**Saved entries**
*** Block opens ***
PR #242, opened 2019-06-14
Ignore Test pulse when measuring resistance

sgratiy:
Resolves 229

### DIFF
--- a/ipfx/qc_features.py
+++ b/ipfx/qc_features.py
@@ -61,11 +61,7 @@ def get_r_from_stable_pulse_response(v, i, t):
     ir: float input resistance
     """
 
-
-    dv = np.diff(v)
-    up_idx = np.flatnonzero(dv > 0)
-    down_idx = np.flatnonzero(dv < 0)
-    assert len(up_idx) == len(down_idx), "Truncated square pulse"
+    up_idx, down_idx = get_square_pulse_idx(v)
     dt = t[1] - t[0]
     one_ms = int(0.001 / dt)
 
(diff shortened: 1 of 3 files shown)


ipfx/qc_features.py
```diff
@@ -117,3 +111,31 @@ def get_r_from_peak_pulse_response(v, i, t):
...
+    """
+    dv = np.diff(v)
+
+    up_idx = np.flatnonzero(dv > 0)[1:] # skip the very first pulse (test pulse)
+    down_idx = np.flatnonzero(dv < 0)[1:]
+
+    assert len(up_idx) == len(down_idx), "Truncated square pulse"
+
+    for up_ix, down_ix in zip(up_idx, down_idx):
+        assert up_ix < down_ix, "Negative pulse"
```
njmei: Would it be useful to know if there are multiple instances of negative pulses? Or do you only care about whether the pulse trace has any negative pulses?

ipfx/qc_features.py
```diff
@@ -117,3 +111,31 @@ def get_r_from_peak_pulse_response(v, i, t):
...
+    -------
+    up_idx, down_idx: list, list
+        up, down indices
+    """
+    dv = np.diff(v)
+
+    up_idx = np.flatnonzero(dv > 0)[1:] # skip the very first pulse (test pulse)
+    down_idx = np.flatnonzero(dv < 0)[1:]
+
+    assert len(up_idx) == len(down_idx), "Truncated square pulse"
```
njmei: I wonder if it might be better to have [custom exceptions](https://docs.python.org/3/tutorial/errors.html#user-defined-exceptions) because in your tests, you expect an `AssertionError` but the source could come from either a `Truncated square pulse` or a `Negative pulse`.

ipfx/qc_features.py
sgratiy: I only care about the latter. If there is a negative pulse then there is a problem.

ipfx/qc_features.py
sgratiy: What would be the benefit of using custom exception here? Yes, the sources of error are different, but I do not need to handle them differently. If an error is raised then I will see the cause via the assertion statement.

njmei: It matters for your tests, because you are doing `with pytest.raises(AssertionError):` if somewhere down the line, some regression is introduced that causes one assertion to fail but others to be fine, you could accidentally 'pass' a test that should fail.

sgratiy: @njmei I matched the string representation of the exception. I think this will be good enough for such a test. Thanks for the suggestion.

PR #243, opened 2019-06-17
Fail sweeps with no test pulse

sgratiy:
Resolve 230


ipfx/epochs.py
```diff
@@ -132,11 +133,16 @@ def get_test_epoch(i):
     start_idx,end_idx: int tuple
         start,end indices of the epoch
     """
```
njmei: Should probably update docstrings?

PR #250, opened 2019-07-02
Automate ontology

sgratiy:
Resolve 166

### DIFF
--- a/ipfx/bin/run_feature_extraction.py
+++ b/ipfx/bin/run_feature_extraction.py
@@ -47,11 +47,9 @@ def run_feature_extraction(input_nwb_file,
     if len(sweep_info) == 0:
         raise er.FeatureError("There are no QC-passed sweeps available to analyze")
 
-    if stimulus_ontology_file:
-        mso.make_stimulus_ontology_from_lims(stimulus_ontology_file)
-    else:
+    if not stimulus_ontology_file:
         stimulus_ontology_file = StimulusOntology.DEFAULT_STIMULUS_ONTOLOGY_FILE
-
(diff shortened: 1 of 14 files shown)


ipfx/stimulus.py
```diff
@@ -27,6 +26,8 @@ def has_tag(self, tag, tag_type=None):
 
 class StimulusOntology(object):
 
+    DEFAULT_STIMULUS_ONTOLOGY_FILE = os.path.join(os.path.dirname(__file__), 'defaults/stimulus_ontology.json')
```
njmei: I wonder if it might make sense to have a separate config file for these kinds of variables?

ipfx/bin/run_feature_extraction.py
```diff
@@ -47,7 +47,12 @@ def run_feature_extraction(input_nwb_file,
     if len(sweep_info) == 0:
         raise er.FeatureError("There are no QC-passed sweeps available to analyze")
 
-    ont = StimulusOntology(ju.read(stimulus_ontology_file)) if stimulus_ontology_file else StimulusOntology()
+    if stimulus_ontology_file:
+        mso.make_stimulus_ontology_from_lims(stimulus_ontology_file)
+    else:
+        stimulus_ontology_file = StimulusOntology.DEFAULT_STIMULUS_ONTOLOGY_FILE
+
+    ont = StimulusOntology(ju.read(stimulus_ontology_file))
```
njmei: It looks like this block of code lines 50-55 are repeated quite a few times in other modules (`run_qc.py`, `run_sweep_extraction.py`) I would try centralizing this into a function unless you think it might change differently for those other modules.

PR #258, opened 2019-07-17
fix wrong name for certain noise stimuli

gouwens:
Fixes noise stimuli wrongly marked as short squares


gouwens:
I guess if they are gone that still addresses the issue of them being incorrectly included in short square analyses. But it does seem like it would make sense to still keep track of them (even just to avoid generating warnings when loading those NWBs).

bergjim:
I just added them back. Sorry, I thought they were duplicates!

PR #262, opened 2019-07-26
Get data from nwb in base SI units

sgratiy:
Both data and unit names must be in base SI units. 
For example, we should have data in Volts (not mV)

### DIFF
--- a/ipfx/ephys_data_set.py
+++ b/ipfx/ephys_data_set.py
@@ -140,6 +140,7 @@ class EphysDataSet(object):
 
         epochs = sweep_data.get('epochs')
         clamp_mode = sweep_record['clamp_mode']
+
         if clamp_mode == "VoltageClamp":
             v = sweep_data['stimulus']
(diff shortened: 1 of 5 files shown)


gouwens:
Why is this a desired change?

ipfx/ephys_data_set.py
```diff
@@ -149,6 +150,9 @@ def sweep(self, sweep_number):
         else:
             raise Exception("Unable to determine clamp mode for sweep " + sweep_number)
 
+        v *= 1.0e3    # convert units V->mV
```
njmei: If you are getting `sweep_data` from the nwb, it would be a good idea to check that the units of the data are actually in `V` and `A`. At least based on the description of that units field, it could potentially be in `mv` or `pA` already, especially if the data comes from a different source?

sgratiy: Good point, I have added a validation function to check that both stimulus and response use SI units.

PR #275, opened 2019-08-19
Nwb2 regression test

sgratiy:
pynwb started using object_id for objects that changes every time file gets created even from the same data. Thus, using h5diff returns a difference when performing regression testing.
Per suggestion from pynwb developer, I added an option to monkey patched object_id property to produce a fixed value for all object ids. This will be used for regression testing.
By default this option will be disabled and allow generating genuine object_ids when converting files.

### DIFF
--- a/ipfx/bin/run_nwb1_to_nwb2_conversion.py
+++ b/ipfx/bin/run_nwb1_to_nwb2_conversion.py
@@ -4,6 +4,7 @@ import os
 import argschema as args
 from ipfx.x_to_nwb.NWBConverter import NWBConverter
 
+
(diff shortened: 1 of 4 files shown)


njmei:
Hmm... rather than directly modifying the `NWBConverter` class I think it might be a better to create a `TestingNWBConverter` class which inherits from `NWBConverter` and have the patching of the hdmf `Container.object_id` happen before a super() call.

sgratiy:
@njmei I agree, making a separate test class is a better approach. I have update the code accordingly. thanks for the suggestion.

PR #277, opened 2019-08-21
Roundtrip tests for nwb2 files

sgratiy:
Basic round trip testing for writing and then reading time series: acquisition, stimulus


sgratiy:
@njmei Thanks, the build is passing now.

PR #480, opened 2024-08-04
Make contacts deterministic across Worlds

cBournhonesque:
# Objective

- Fixes https://github.com/Jondolf/avian/issues/406

We noticed an issue where the Collisions were using the order of `Entity` directly to sort the pair of entities in a contact.
The issue is that for networking, there is no guarantee that the pair of Entities that are replicated between a Client and a Server world are in the same direction.

## Solution

- A solution is to keep using the `aabb.min.x` to order the two entities.
- There are a couple concerns:
  - we want to make sure that when we match with previous entity pairs, this is not an issue.
    - it's not a problem for `previous_contacts` here: https://github.com/cBournhonesque/avian/blob/ac1fd0269e04f19f6892c62019cbb9ad9c19444e/src/collision/narrow_phase.rs#L549 because we check both directions
    - it is a problem for `match_manifolds` here: https://github.com/cBournhonesque/avian/blob/ac1fd0269e04f19f6892c62019cbb9ad9c19444e/src/collision/narrow_phase.rs#L571 which is why we modify the function
  - we want to make sure that this doesn't change how `CollisionStarted` and `CollisionEnded` events are sent, even if the entities change their order during a contact. **we should probably add a test for this**
    - it should be fined because those events are based on the `Contacts` struct that is generated during the narrow phase, and we made sure that contact matching still works independently of past entity order

## Test

- tested in lightyear that the simulations are now completely deterministic
- probably need to test that contact matching works correctly, even if the `aabb.min.x` of the two entities gets swapped during the contact


cBournhonesque:
Maybe the docs should be improved as well to make clear that:
- Collisions has the keys in **entity order**
- Contacts has the entities in **aabb** order (and it should probably use aabb.min.y as secondary sorting key?)

Jondolf (approved):

PR #493, opened 2024-08-21
Add predicate variants to all casts

janhohenheim:
# Objective

-  `cast_ray` already has a sister function called `cast_ray_predicate` that returns the first hit that satisfies a predicate. The other casts do not.

## Solution

- Implement them. Note that I set the internal implementations of the non-predicate versions to use the predicate to reduce code duplication. The predicate does not introduce an extra branch since we already have an `if` for the filter in place, so this should be equivalent in performance.

---

## Changelog

- Added
  - `cast_ray` already has a sister function called `cast_ray_predicate` that returns the first hit that satisfies a predicate. Now, the other cast function have a similar analogue:
	  - Added `cast_ray_predicate` for `cast_ray`
	  - Added `project_point_predicate` for `project_point`

### DIFF
--- a/src/spatial_query/pipeline.rs
+++ b/src/spatial_query/pipeline.rs
@@ -169,22 +169,14 @@ impl SpatialQueryPipeline {
         solid: bool,
         query_filter: &SpatialQueryFilter,
     ) -> Option<RayHitData> {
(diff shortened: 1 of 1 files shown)


Jondolf (approved):
Thanks!

PR #497, opened 2024-08-23
revert schedule change for debug render. fixes #496

### LINKED ISSUE #496: really bad debug-render performance
major performance issues when debug rendering is enabled after commit 4d082a79

a quick look and i noticed that the gizmo systems were changed too run in FixedPostUpdate
changing this back too PostUpdate solved the lag when rendering is enabled

im not really sure if this is intended behavior of gizmos though, it does not seem correct from my understanding

Hellzbellz123:
*opened as draft cause im not sure if a whole new pr/issue is the way to go*

revert schedule change for PhysicsDebugPlugin because it causes large lag

# Objective
fixes issue #496
recent scheduling changes from commit 4d082a79 causes PhysicsDebugPlugin too generate lots of lag when enabled

## Solution
change default schedule from FixedPostUpdate too PostUpdate

---


Jondolf (approved):
Tested this, and performance for the debug rendering / gizmos indeed seems *much* worse in fixed timestep schedules 🤔 Having it in `PostUpdate` should be fine though, thanks for the fix!

For Bevy 0.16, we will likely also start using the retained gizmos added in bevyengine/bevy#15473 for collider debug rendering. It should hopefully improve performance significantly.

PR #511, opened 2024-09-08
Joint entities rotations

exoexo-dev:
# Objective

- Allow to set the local rotation of the connected entities in `RevoluteJoint` (in 3D only) and in `SphericalJoint`

## Solution

- The rotation of the entities is controlled by the joints, which forces you to nest the connected entities inside another transform in order to change their rotation relative to the joints axes
- This PR adds `local_rotation1` and `local_rotation2` (analogous to `local_anchor`s) that are being added to the rotations synced from the entities transforms
- These fields allow to set additional rotations of the entities relative to the joints axes

### DIFF
--- a/src/position.rs
+++ b/src/position.rs
@@ -754,6 +754,22 @@ impl Rotation {
 }
 
 #[cfg(feature = "3d")]
+impl std::ops::Mul for Rotation {
+    type Output = Self;
+
+    fn mul(self, rhs: Self) -> Self::Output {
+        Self(self.0 * rhs.0)
+    }
+}
+
+#[cfg(feature = "3d")]
+impl std::ops::MulAssign for Rotation {
+    fn mul_assign(&mut self, rhs: Self) {
+        *self = *self * rhs;
+    }
+}
+
+#[cfg(feature = "3d")]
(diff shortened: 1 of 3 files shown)


src/position.rs
```diff
@@ -712,6 +712,22 @@ impl Rotation {
...
+impl std::ops::Mul for Rotation {
+    type Output = Self;
+
+    fn mul(self, rhs: Self) -> Self::Output {
+        Self(self.0 * rhs.0)
+    }
+}
+
+#[cfg(feature = "3d")]
+impl std::ops::MulAssign for Rotation {
```
exoexo-dev, line 725: this impl is not needed for the impl, but it probably doesn't hurt to have it

Jondolf:
Hi, sorry for leaving this sitting for so long :sweat_smile: I wanted to implement this more consistently for *all* joints using local frames (anchor + basis), which are commonly used for this sort of thing in most other engines such as Rapier, Box2D (main branch), Bullet, PhysX...

I've implemented that as part of #803 for all joints (except the `DistanceJoint` which only has anchors), so I'm closing this in favor of that now. Again, sorry for not getting to this earlier!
*** Block closes ***
**Work to complete**
The lines to return are those with the string "sister" in them; copy each from the entries above.

**Answer box**
-  `cast_ray` already has a sister function called `cast_ray_predicate` that returns the first hit that satisfies a predicate. The other casts do not.
  - `cast_ray` already has a sister function called `cast_ray_predicate` that returns the first hit that satisfies a predicate. Now, the other cast function have a similar analogue:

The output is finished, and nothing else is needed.